**TASK ITEM**
Reproduce each line of the entries that carries "after".
>>>
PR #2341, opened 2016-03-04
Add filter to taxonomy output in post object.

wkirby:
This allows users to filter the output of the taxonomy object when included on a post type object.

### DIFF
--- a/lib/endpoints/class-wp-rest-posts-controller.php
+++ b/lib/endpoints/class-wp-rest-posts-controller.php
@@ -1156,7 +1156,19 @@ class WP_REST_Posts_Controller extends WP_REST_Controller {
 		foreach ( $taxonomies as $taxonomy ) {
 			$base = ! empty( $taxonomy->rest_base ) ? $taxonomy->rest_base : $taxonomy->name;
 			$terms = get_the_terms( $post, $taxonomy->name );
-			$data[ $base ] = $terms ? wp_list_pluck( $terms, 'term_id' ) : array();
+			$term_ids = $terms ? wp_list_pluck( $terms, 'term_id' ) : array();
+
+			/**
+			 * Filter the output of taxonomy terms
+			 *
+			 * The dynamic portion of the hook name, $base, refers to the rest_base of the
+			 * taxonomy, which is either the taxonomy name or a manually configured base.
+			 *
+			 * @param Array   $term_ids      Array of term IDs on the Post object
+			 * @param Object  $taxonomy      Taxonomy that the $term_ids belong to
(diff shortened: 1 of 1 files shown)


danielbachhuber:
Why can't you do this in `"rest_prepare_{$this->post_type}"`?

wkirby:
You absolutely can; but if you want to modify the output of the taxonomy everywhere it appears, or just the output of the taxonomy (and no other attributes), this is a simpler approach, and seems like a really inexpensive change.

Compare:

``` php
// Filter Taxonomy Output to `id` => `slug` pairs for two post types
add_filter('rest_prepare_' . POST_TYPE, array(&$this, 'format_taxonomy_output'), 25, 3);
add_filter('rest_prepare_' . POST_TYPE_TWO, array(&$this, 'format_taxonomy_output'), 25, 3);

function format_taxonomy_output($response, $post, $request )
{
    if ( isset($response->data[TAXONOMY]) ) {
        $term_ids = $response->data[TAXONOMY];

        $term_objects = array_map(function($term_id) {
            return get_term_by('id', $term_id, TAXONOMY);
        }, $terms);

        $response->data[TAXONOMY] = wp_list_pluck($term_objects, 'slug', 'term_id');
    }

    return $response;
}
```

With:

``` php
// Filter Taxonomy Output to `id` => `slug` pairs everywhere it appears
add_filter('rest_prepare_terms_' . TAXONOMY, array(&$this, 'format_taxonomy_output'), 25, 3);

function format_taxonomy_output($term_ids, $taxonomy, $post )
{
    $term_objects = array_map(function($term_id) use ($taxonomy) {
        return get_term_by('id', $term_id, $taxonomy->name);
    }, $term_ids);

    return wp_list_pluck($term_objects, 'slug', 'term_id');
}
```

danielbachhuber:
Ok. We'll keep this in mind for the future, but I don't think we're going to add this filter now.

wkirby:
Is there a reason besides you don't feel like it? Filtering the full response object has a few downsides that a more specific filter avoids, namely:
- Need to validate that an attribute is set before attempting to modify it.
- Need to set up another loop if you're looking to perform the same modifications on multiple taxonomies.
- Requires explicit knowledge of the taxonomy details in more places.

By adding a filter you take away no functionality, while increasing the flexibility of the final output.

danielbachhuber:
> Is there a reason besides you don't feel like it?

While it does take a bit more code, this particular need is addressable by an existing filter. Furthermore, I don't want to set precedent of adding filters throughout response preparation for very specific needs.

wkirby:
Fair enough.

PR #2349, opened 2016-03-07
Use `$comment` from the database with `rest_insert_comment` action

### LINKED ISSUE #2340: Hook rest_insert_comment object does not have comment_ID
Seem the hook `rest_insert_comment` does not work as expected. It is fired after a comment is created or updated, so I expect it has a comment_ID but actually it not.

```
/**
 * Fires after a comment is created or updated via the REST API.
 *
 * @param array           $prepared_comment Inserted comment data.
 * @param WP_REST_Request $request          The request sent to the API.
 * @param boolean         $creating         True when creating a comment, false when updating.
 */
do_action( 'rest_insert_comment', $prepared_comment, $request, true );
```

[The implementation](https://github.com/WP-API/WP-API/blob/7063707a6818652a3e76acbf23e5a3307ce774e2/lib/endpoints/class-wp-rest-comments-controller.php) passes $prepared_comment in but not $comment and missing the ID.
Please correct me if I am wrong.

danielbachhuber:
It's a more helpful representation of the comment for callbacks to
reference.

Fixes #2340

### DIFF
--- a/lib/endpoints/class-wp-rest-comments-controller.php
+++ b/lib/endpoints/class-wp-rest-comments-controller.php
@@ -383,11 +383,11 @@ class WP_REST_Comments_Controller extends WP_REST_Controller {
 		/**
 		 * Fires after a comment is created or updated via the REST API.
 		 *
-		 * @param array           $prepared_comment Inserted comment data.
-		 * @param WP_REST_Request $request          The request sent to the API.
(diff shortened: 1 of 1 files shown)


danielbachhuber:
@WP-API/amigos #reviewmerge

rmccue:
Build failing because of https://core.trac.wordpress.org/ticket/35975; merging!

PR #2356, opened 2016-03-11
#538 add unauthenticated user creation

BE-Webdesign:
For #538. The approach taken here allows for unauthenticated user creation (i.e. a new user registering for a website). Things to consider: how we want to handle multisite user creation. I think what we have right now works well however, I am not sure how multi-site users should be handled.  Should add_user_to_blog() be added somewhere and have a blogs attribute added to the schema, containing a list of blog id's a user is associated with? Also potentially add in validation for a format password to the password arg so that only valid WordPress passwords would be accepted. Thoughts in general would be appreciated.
<<<
**WRITTEN SOLUTION**
Seem the hook `rest_insert_comment` does not work as expected. It is fired after a comment is created or updated, so I expect it has a comment_ID but actually it not.
 * Fires after a comment is created or updated via the REST API.
 		 * Fires after a comment is created or updated via the REST API.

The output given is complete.